[Stored data entries]
------------------------------

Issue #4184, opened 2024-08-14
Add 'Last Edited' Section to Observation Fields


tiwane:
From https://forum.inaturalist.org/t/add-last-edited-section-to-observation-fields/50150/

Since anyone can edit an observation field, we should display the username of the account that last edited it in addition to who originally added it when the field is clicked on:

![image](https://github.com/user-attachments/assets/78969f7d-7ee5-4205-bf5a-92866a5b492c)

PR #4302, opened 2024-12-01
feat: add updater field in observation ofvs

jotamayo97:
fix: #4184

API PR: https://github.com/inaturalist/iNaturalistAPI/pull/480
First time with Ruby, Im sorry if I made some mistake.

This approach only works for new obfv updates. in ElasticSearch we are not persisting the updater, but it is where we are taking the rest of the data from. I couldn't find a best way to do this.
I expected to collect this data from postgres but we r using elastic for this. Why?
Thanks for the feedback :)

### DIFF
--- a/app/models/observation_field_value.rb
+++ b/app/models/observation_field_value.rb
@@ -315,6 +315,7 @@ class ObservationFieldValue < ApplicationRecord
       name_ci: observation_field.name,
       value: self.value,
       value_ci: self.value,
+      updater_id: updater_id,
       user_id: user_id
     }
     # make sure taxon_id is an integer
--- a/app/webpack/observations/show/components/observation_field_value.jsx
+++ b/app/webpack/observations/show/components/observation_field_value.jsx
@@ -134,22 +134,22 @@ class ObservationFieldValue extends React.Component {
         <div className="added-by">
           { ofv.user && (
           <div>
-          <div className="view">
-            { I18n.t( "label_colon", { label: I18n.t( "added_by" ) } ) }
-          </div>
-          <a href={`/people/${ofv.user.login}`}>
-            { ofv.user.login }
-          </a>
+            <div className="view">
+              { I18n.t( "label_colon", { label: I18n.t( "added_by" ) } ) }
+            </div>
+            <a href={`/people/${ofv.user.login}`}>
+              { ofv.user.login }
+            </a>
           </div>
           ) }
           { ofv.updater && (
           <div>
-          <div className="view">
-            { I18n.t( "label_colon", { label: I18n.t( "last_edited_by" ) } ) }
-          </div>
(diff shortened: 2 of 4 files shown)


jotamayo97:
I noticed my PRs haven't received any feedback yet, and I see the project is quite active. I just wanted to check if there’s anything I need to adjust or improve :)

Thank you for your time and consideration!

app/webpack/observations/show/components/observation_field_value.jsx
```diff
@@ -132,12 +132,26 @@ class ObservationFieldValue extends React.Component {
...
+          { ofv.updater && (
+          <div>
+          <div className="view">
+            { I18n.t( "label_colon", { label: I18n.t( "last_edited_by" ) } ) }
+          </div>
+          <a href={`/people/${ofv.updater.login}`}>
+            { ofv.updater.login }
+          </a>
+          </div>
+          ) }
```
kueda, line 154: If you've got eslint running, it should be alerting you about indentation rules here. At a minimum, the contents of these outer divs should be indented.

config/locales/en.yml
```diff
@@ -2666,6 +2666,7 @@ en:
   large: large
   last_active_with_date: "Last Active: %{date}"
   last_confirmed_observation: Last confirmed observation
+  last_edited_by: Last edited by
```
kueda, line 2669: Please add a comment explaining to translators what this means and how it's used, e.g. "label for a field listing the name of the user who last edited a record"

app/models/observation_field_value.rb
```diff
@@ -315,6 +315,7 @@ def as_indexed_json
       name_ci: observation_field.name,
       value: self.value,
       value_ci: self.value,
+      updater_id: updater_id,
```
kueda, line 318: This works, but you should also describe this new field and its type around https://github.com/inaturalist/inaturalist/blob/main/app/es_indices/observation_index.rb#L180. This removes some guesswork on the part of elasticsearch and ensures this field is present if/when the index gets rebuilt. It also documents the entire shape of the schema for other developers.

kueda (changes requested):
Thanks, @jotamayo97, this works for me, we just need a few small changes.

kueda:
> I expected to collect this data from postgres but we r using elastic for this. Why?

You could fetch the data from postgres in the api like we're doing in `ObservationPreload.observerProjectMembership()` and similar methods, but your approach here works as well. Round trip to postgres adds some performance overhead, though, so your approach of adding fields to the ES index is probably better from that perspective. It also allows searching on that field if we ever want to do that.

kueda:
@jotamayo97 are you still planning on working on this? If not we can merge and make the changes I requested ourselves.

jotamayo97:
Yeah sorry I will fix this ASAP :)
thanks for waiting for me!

------------------------------

**Assignment**
An exact copy of every line above, start to finish, is required.

**Response area**
Issue #4184, opened 2024-08-14
Add 'Last Edited' Section to Observation Fields


tiwane:
From https://forum.inaturalist.org/t/add-last-edited-section-to-observation-fields/50150/

Since anyone can edit an observation field, we should display the username of the account that last edited it in addition to who originally added it when the field is clicked on:

![image](https://github.com/user-attachments/assets/78969f7d-7ee5-4205-bf5a-92866a5b492c)

PR #4302, opened 2024-12-01
feat: add updater field in observation ofvs

jotamayo97:
fix: #4184

API PR: https://github.com/inaturalist/iNaturalistAPI/pull/480
First time with Ruby, Im sorry if I made some mistake.

This approach only works for new obfv updates. in ElasticSearch we are not persisting the updater, but it is where we are taking the rest of the data from. I couldn't find a best way to do this.
I expected to collect this data from postgres but we r using elastic for this. Why?
Thanks for the feedback :)

### DIFF
--- a/app/models/observation_field_value.rb
+++ b/app/models/observation_field_value.rb
@@ -315,6 +315,7 @@ class ObservationFieldValue < ApplicationRecord
       name_ci: observation_field.name,
       value: self.value,
       value_ci: self.value,
+      updater_id: updater_id,
       user_id: user_id
     }
     # make sure taxon_id is an integer
--- a/app/webpack/observations/show/components/observation_field_value.jsx
+++ b/app/webpack/observations/show/components/observation_field_value.jsx
@@ -134,22 +134,22 @@ class ObservationFieldValue extends React.Component {
         <div className="added-by">
           { ofv.user && (
           <div>
-          <div className="view">
-            { I18n.t( "label_colon", { label: I18n.t( "added_by" ) } ) }
-          </div>
-          <a href={`/people/${ofv.user.login}`}>
-            { ofv.user.login }
-          </a>
+            <div className="view">
+              { I18n.t( "label_colon", { label: I18n.t( "added_by" ) } ) }
+            </div>
+            <a href={`/people/${ofv.user.login}`}>
+              { ofv.user.login }
+            </a>
           </div>
           ) }
           { ofv.updater && (
           <div>
-          <div className="view">
-            { I18n.t( "label_colon", { label: I18n.t( "last_edited_by" ) } ) }
-          </div>
(diff shortened: 2 of 4 files shown)


jotamayo97:
I noticed my PRs haven't received any feedback yet, and I see the project is quite active. I just wanted to check if there’s anything I need to adjust or improve :)

Thank you for your time and consideration!

app/webpack/observations/show/components/observation_field_value.jsx
```diff
@@ -132,12 +132,26 @@ class ObservationFieldValue extends React.Component {
...
+          { ofv.updater && (
+          <div>
+          <div className="view">
+            { I18n.t( "label_colon", { label: I18n.t( "last_edited_by" ) } ) }
+          </div>
+          <a href={`/people/${ofv.updater.login}`}>
+            { ofv.updater.login }
+          </a>
+          </div>
+          ) }
```
kueda, line 154: If you've got eslint running, it should be alerting you about indentation rules here. At a minimum, the contents of these outer divs should be indented.

config/locales/en.yml
```diff
@@ -2666,6 +2666,7 @@ en:
   large: large
   last_active_with_date: "Last Active: %{date}"
   last_confirmed_observation: Last confirmed observation
+  last_edited_by: Last edited by
```
kueda, line 2669: Please add a comment explaining to translators what this means and how it's used, e.g. "label for a field listing the name of the user who last edited a record"

app/models/observation_field_value.rb
```diff
@@ -315,6 +315,7 @@ def as_indexed_json
       name_ci: observation_field.name,
       value: self.value,
       value_ci: self.value,
+      updater_id: updater_id,
```
kueda, line 318: This works, but you should also describe this new field and its type around https://github.com/inaturalist/inaturalist/blob/main/app/es_indices/observation_index.rb#L180. This removes some guesswork on the part of elasticsearch and ensures this field is present if/when the index gets rebuilt. It also documents the entire shape of the schema for other developers.

kueda (changes requested):
Thanks, @jotamayo97, this works for me, we just need a few small changes.

kueda:
> I expected to collect this data from postgres but we r using elastic for this. Why?

You could fetch the data from postgres in the api like we're doing in `ObservationPreload.observerProjectMembership()` and similar methods, but your approach here works as well. Round trip to postgres adds some performance overhead, though, so your approach of adding fields to the ES index is probably better from that perspective. It also allows searching on that field if we ever want to do that.

kueda:
@jotamayo97 are you still planning on working on this? If not we can merge and make the changes I requested ourselves.

jotamayo97:
Yeah sorry I will fix this ASAP :)
thanks for waiting for me!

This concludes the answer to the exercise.